“Estoy dormido”, pensó Faruk antes de abrir los ojos.

         -Vaya, estaba rezando y no sé cómo me he quedado dormido- se excusó ante Selím, que le sacudía el hombro para despertarlo.

         -No te preocupes, hermano, has pasado unos días muy tensos y estás muy cansado… – le contestó su amigo, dándole ánimos – Vamos, es la hora.

         Mientras sus compañeros le colocaban el chaleco explosivo, bajo la adusta vigilancia del imán Omar que rezaba en voz baja, Faruk no podía dejar de pensar en el extraño sueño que había tenido unos minutos antes… Si es que había sido un sueño.

         Había soñado que estaba de nuevo en Irak, en una cueva calcárea de tonos rojizos, atalaya sobre un paisaje desértico. De pronto, se había vuelto y reconoció tras él al mismísimo Arcángel Gabriel, el mensajero de Dios. Se trataba de un ser muy alto, de largo cabello lacio y profundos ojos claros. Faruk se había postrado ante él, dispuesto a escucharlo, pero las palabras del ángel lo habían llenado de consternación.

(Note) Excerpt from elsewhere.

PR #1259, opened 2016-03-10
fix(client): lint issues for confirm() messages not referencing the `window` object

lirantal:


mleanos:
Could we use Angular's `$window` service instead? I think we're trying to move in that direction with $window, & $document. I mentioned it here https://github.com/meanjs/mean/pull/1202#discussion-diff-54761229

         -¿Cómo puedes creer – le había dicho – que a Dios le complace que te inmoles, segando la vida de inocentes? Tú te has formado en este país occidental y recibiste una educación esmerada, tanto científica como religiosa. ¿Qué te ocurrió para que el imán Omar te convenciese de que debías ir a Irak a prepararte para ser un mártir de esa Yihad que predican los suyos? ¿De verdad estás seguro de que tu acción exterminadora y suicida agradará a Dios? ¿Puedes creer, por tanto, en un Dios al que le gusta ver correr la sangre de las mujeres, los niños y los hombres pacíficos? Piénsalo… – y fue entonces cuando Selím lo había despertado…

         A bordo del autobús, se vio rodeado de una multitud de personas ignorantes de su inminente sacrificio. Jóvenes hermosas, mujeres y hombres de rostro bondadoso o indiferente y varios niños de mirada inocente y clara lo rodeaban por todas partes. Introdujo su mano derecha en el bolsillo y apretó el pulsador. Ya no había vuelta atrás. En el momento en que retirase el dedo del botón, la luz se apagaría para él y… seguramente…  amanecería en un paraíso creado por Dios para premiar su martirio. “Seguramente”, pensó, solo “seguramente”; porque en el fondo de su alma, el arcángel del sueño había sembrado la duda. Y se imaginó a todas aquellas personas convertidas en un amasijo de carne sanguinolenta, en medio de una vorágine de fuego y humo, entre los restos retorcidos del autobús.

         Por detrás de la gente, el rostro severo de un hombre muy alto, de cabellos lacios y ojos claros, lo miraba con intensidad… “No lo hagas”, parecía decirle, mientras una niña rubia, que llevaba en brazos, le dedicaba una angelical sonrisa…

         Cuando regresó al piso franco, llevaba aún la mano en el bolsillo, apretando el botón del pulsador. No tenía más que soltar la presión y el infierno estallaría a su alrededor, matando a todo el que se encontrase a menos de quince metros de distancia.

         -¿Por qué has vuelto vivo, Faruk? ¿Qué te ha pasado?- le preguntó el imán, con el rostro demudado, mientras alguno de sus compañeros empuñaba una pistola.

         -Si alguno de vosotros me dispara, moriréis todos conmigo, pues ya he pulsado el detonador y no tengo más que soltarlo – les dijo Faruk con una rara frialdad. Después se dirigió al imán.

         -Felicidades, hermano Omar, porque hoy te vas a convertir en un mártir de la Yihad – y abandonó el tono irónico para  rogar a todos-. No penséis que soy un traidor…

         El imán inició un lento y disimulado movimiento hacia la puerta de la estancia, pero Faruk se le adelantó, soltando el pulsador después de rezar una breve oración:

         -Dios, Dios, te pido que no seas ese Dios sangriento que nos predican algunos imanes. Porque si has de ser esa clase de Dios, prefiero que no existas.

         Y el piso saltó por los aires, con todos sus ocupantes.